### Task item
Please take the records that follow and repeat exactly the lines starting with the line with "Thanks Guys!" and going on through the line with "I've been testing".

Stored data entries

___

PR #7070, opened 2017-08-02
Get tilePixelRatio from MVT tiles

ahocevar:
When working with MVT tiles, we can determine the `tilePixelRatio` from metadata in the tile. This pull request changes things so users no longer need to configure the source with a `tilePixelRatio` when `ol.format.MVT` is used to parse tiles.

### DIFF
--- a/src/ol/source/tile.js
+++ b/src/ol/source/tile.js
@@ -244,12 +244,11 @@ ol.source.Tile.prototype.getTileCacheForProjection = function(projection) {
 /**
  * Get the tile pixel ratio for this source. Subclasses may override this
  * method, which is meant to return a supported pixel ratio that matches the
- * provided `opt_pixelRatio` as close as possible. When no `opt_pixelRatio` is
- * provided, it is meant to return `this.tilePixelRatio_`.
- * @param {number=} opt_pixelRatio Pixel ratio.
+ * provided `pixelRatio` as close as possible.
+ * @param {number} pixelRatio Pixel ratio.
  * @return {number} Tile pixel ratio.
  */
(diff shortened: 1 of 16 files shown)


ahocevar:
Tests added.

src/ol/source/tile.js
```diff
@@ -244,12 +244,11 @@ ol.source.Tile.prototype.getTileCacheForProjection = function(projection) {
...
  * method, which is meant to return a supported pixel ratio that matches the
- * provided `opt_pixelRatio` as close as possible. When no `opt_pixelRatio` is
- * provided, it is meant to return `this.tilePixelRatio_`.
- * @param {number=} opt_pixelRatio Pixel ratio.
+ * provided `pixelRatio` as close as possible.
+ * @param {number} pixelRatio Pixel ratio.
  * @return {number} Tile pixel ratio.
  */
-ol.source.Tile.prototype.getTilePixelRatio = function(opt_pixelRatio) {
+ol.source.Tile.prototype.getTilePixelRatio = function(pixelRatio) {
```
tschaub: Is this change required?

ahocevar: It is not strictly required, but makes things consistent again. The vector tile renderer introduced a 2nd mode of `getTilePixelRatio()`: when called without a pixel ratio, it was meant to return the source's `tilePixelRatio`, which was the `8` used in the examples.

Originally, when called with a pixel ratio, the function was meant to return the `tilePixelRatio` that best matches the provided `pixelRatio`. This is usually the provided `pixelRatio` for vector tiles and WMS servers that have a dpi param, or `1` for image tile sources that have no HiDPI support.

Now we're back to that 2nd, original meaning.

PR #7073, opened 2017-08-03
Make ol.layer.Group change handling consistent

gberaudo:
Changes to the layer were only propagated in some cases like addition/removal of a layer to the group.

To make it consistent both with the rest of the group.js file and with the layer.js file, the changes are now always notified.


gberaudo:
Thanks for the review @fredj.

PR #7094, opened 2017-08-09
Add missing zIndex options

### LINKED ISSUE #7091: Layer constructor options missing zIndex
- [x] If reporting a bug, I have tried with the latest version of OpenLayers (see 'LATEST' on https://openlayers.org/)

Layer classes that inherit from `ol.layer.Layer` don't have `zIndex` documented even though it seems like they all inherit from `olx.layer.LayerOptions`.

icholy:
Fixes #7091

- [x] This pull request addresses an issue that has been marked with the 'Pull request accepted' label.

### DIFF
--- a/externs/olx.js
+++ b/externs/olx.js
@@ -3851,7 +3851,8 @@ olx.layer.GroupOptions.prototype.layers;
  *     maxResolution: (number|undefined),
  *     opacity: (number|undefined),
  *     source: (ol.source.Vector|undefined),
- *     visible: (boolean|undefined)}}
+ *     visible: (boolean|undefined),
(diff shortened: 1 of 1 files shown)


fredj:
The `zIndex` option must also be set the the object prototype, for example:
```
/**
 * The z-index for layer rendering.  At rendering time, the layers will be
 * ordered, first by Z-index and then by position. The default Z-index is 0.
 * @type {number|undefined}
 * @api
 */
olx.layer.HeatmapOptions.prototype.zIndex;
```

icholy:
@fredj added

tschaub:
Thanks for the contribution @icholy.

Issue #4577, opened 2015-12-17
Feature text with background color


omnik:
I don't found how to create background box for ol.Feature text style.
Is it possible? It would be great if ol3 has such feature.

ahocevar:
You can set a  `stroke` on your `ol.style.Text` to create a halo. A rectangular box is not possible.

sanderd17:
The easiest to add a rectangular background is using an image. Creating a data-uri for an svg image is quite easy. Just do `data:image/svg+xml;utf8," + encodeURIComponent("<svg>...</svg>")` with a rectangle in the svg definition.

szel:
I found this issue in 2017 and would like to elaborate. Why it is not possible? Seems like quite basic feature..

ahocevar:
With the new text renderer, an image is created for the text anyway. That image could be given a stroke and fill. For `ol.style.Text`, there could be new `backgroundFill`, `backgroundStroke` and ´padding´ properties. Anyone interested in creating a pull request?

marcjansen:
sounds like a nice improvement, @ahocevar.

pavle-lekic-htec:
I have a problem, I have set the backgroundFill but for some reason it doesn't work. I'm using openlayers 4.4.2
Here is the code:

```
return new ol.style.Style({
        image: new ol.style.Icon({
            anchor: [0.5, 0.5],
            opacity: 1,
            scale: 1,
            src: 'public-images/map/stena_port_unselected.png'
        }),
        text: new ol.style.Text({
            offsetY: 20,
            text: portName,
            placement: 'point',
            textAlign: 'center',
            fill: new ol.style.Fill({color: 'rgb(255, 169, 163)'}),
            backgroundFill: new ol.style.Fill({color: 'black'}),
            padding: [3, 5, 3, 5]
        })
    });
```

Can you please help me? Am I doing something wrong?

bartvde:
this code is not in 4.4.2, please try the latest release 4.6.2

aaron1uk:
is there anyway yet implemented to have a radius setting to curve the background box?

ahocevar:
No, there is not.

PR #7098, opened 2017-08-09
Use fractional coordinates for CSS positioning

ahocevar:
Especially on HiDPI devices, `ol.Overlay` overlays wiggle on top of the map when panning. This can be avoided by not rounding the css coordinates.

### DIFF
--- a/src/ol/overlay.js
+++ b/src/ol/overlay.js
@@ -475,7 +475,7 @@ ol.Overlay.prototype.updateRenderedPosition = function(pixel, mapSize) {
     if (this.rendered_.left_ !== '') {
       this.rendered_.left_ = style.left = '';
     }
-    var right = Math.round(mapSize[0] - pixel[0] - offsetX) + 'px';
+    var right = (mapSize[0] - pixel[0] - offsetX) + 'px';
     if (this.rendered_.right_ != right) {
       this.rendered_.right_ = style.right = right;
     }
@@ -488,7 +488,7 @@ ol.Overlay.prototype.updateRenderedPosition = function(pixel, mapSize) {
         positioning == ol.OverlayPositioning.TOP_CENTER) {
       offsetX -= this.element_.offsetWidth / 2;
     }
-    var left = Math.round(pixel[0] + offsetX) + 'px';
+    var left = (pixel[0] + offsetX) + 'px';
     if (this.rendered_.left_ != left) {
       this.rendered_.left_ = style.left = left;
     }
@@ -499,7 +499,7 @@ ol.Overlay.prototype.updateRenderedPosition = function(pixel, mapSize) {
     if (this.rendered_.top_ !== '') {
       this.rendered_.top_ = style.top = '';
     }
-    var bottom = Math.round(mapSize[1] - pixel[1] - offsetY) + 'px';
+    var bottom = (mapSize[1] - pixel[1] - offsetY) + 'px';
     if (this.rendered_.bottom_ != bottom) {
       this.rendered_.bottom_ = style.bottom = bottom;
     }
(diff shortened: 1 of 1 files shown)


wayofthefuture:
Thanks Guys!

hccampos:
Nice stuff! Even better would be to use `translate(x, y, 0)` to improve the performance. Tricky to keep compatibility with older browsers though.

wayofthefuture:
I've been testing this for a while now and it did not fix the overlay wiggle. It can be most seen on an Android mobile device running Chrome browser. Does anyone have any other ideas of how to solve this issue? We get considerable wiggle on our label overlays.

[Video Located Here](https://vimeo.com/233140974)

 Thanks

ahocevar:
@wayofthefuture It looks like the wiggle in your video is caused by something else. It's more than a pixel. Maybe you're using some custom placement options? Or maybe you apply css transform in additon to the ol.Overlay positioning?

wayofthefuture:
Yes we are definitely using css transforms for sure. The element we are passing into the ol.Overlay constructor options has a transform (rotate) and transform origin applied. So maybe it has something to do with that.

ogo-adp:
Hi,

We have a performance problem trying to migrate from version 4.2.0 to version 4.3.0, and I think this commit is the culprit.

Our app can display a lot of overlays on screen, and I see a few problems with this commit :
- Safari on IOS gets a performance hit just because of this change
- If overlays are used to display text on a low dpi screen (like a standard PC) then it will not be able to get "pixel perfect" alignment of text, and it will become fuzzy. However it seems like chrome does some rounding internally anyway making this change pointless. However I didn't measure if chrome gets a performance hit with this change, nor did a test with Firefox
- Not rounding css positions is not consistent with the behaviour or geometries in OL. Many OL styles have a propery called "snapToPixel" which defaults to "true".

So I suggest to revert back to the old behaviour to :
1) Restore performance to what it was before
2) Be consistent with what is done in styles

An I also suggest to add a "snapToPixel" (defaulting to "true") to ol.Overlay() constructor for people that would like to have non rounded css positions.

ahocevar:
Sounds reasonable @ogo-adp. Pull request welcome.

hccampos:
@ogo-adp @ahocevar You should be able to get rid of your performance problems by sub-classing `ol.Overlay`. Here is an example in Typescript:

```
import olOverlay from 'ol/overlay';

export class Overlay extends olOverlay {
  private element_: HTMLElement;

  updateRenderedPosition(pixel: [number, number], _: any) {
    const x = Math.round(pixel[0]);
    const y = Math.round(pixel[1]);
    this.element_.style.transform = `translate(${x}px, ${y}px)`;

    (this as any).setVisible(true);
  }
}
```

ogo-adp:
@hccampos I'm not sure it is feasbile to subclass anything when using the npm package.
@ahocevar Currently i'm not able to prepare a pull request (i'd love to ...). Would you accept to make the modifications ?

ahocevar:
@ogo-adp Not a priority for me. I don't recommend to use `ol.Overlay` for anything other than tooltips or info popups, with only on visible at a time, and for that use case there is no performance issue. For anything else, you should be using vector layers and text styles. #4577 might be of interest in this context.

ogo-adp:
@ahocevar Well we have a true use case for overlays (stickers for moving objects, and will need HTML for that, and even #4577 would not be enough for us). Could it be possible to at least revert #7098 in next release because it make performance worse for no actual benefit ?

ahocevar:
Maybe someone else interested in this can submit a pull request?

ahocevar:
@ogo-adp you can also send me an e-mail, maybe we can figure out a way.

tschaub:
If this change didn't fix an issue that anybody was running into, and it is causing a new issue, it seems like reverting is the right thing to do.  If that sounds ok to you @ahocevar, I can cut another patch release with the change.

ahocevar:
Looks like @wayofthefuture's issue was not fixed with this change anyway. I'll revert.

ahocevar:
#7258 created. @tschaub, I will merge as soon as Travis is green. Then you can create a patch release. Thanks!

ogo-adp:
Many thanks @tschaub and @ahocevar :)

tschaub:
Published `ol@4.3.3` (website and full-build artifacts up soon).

___

### Written solution
Thanks Guys!

hccampos:
Nice stuff! Even better would be to use `translate(x, y, 0)` to improve the performance. Tricky to keep compatibility with older browsers though.

wayofthefuture:
I've been testing this for a while now and it did not fix the overlay wiggle. It can be most seen on an Android mobile device running Chrome browser. Does anyone have any other ideas of how to solve this issue? We get considerable wiggle on our label overlays.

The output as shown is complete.